Work in Progress

I’ve been thinking about being an “artist.” It took me a great deal of time to accept that title for myself. I always knew that I was creative. From a young age I was interested in arts & crafts: knitting, crochet, modeling clay, painting, drawing, paper mache, needlepoint, cross stitch, etc.  When I was in my 40’s, I had great debates with my Aunt who insisted I was an artist and I would insist I was not, but I wanted to be.

I’m confident now and it’s mainly because I found my artistic voice. There’s a medium (textiles) that I prefer to work in and my subject matter is well defined in my brain. My artwork is original and not copied from someone else’s vision (or style). I’m never lacking an idea for a new piece and the subject always is nature inspired. I still dabble in other things, but they are solely for me. For example, I’m working on a quilt to commemorate my grandmother’s journey to the US via Ellis Island. I always have at least 2 knitting projects to work on. And, I like this new slow stitching, because it (along with knitting) settles me when I’m sitting.  But these things aren’t my art.
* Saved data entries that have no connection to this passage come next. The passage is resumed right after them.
PR #843, opened 2023-08-17
Release Camunda Platform Helm Chart v8.2.12

aabouzaid:
**Before opening the PR:**

**After opening the PR:**


aabouzaid:
The release was successful. The error in the pipeline is related to a new smoke test we introduced, but the test itself has an issue (I will fix it in the main branch).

As I’ve traveled this journey, I’ve struggled with the title “artist.” It reflected in me through imposter syndrome: “How dare you call myself an artist? You’re working in textiles and that’s CRAFT!” Through the journey, I realized that this is not something I’ve made up in my own head. It’s things that I’ve heard and used to judge myself. Studying art, I realize there isn’t one definition (although some insist that there is).
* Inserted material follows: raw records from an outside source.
PR #894, opened 2023-09-19
chore(console-sm): update config

urbanisierung:

- relates https://github.com/camunda-cloud/camunda-cloud-management-apps/issues/1190

### What's in this PR?

- Use new console preset from Identity, add `KEYCLOAK_INIT_CONSOLE_ROOT_URL`
  - Identity preset: https://github.com/camunda-cloud/identity/pull/2123
- New environment variables for Console:
  - `IDENTITY_BASE`: identity base url, for preview stage it should be `https://gke-dev-console-sm-main.ci.distro.ultrawombat.com/auth`
  - `IDENTITY_REALM`: auth realm --> `camunda-platform`
  - `IDENTITY_AUDIENCE`: auth audience --> `console`
  - `IDENTITY_CLIENT_ID`: console client id --> `console`

### Checklist

**Before opening the PR:**

**After opening the PR:**


charts/camunda-platform/values.yaml
```diff
@@ -177,6 +177,13 @@ global:
         # Can be overwritten if ingress is in use and an external IP is available.
         redirectUrl: "http://localhost:8084"
 
+       # Identity.auth.console configuration to configure Console authentication specifics on global level, which can be accessed by other sub-charts
+      console:
+        # Identity.auth.console.redirectUrl defines the root URL which is used by Keycloak to access Console.
+        # Should be publicly accessible, the default value works if a port-forward to Web Modeler is created to 8080.
+        # Can be overwritten if ingress is in use and an external IP is available.
+        redirectUrl: "http://localhost:8080" # todo: is that correct?
```
aabouzaid, line 185: that's ok as a placeholder, the actual values should be added with the real host (I've added it to the test values file).

charts/camunda-platform/charts/identity/templates/deployment.yaml
```diff
@@ -58,6 +58,8 @@ spec:
             {{- end }}
           - name: KEYCLOAK_INIT_OPERATE_ROOT_URL
             value: {{ tpl .Values.global.identity.auth.operate.redirectUrl $ | quote }}
+          - name: KEYCLOAK_INIT_CONSOLE_ROOT_URL
```
aabouzaid, line 61: Identity fails because the url is added without the rest of the config.
in the current file (identity/templates/deployment.yaml), search for operate, and you will find all the settings needed to add a new component (you can mainly copy/paste the same as operate).

aabouzaid (changes requested):
I've added 2 changes for keycloak url and console redirectUrl
but the pr needs the full settings for the console so Identity can work (please check the comment above).

charts/camunda-platform/charts/identity/templates/deployment.yaml
urbanisierung: @aabouzaid I've updated the config, and checked the failing github actions. Don't know exactly what's still wrong. Would be great if you could have a look.

aabouzaid: for the record, the issue was related to an unreleased change in Identity and we passed the issue by using the Identity snapshot tag.

charts/camunda-platform/values.yaml
```diff
@@ -1231,7 +1238,7 @@ identity:
     # Image.repository defines which image repository to use
     repository: camunda/identity
     # Image.tag can be set to overwrite the global tag, which should be used in that chart
-    tag:
+    tag: "SNAPSHOT"
```
aabouzaid, line 1241: this is the only part that should be removed and added to the caller workflow till the 8.3 release.

urbanisierung: @aabouzaid @Ben-Sheppard will 8.3 be available next week? Just thinking if it makes sense to wait for the stable 8.3 version if it's available next week.

Ben-Sheppard: 8.3.0 Identity is available now (but not the other components) :)

Ben-Sheppard: Correct, the releases are planned to be done the end of this week but the official announcements are next week

urbanisierung:
replaced by https://github.com/camunda/camunda-platform-helm/pull/931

One perceived distinction is the comparison of professional artists vs non-professionals. I’ve heard some people argue that artwork should be viewed (judged/juried) differently between professional and non-professional artists. Well, what is a professional artist? If I sell one piece during the course of my life does that make me a professional? If I quit selling my art, does that remove the title “professional” from my classification? Does it mean someone who chooses to never sell their work can never have the talent of a professional or show in professional categories?
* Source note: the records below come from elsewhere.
PR #916, opened 2023-09-29
Release Camunda Platform Helm Chart v8.2.15

aabouzaid:
Note:  v8.2.14 has been skipped in [camunda-platform](https://github.com/camunda/camunda-platform).

**Before opening the PR:**

**After opening the PR:**


aabouzaid:
I've verified the release and it worked as expected but there is an issue in the verify step in the workflow (I will fix it after the release).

I’ve been thinking a lot about this and realized the term “professional” to describe artists really bothers me. It is part of what fueled my imposter syndrome and self-doubts. I hear a level of arrogance in the term when people demand to be segregated because they are “professionals.” Wouldn’t a ranking by mastery be a better judge of skill (novice, competent, experienced and master/expert)? I still have some growing and refining I want to achieve  with my art. So, until the rest of the world catches up to my thinking, I’m going to refer to myself as a “working” artist who is highly experienced. I am a work in progress.

Little Secret

I have a confession. I sometimes wonder if I’m “cheating” when I make my art. In last week’s post, I shared progress on my newest artwork (a red-shouldered hawk). I used a similar process to create my little saw whet owl pictured in today’s post. Underneath all the thread work on this owl is a photograph printed on fabric. I left his bright eyes un-stitched and that’s probably why it looks so impressive.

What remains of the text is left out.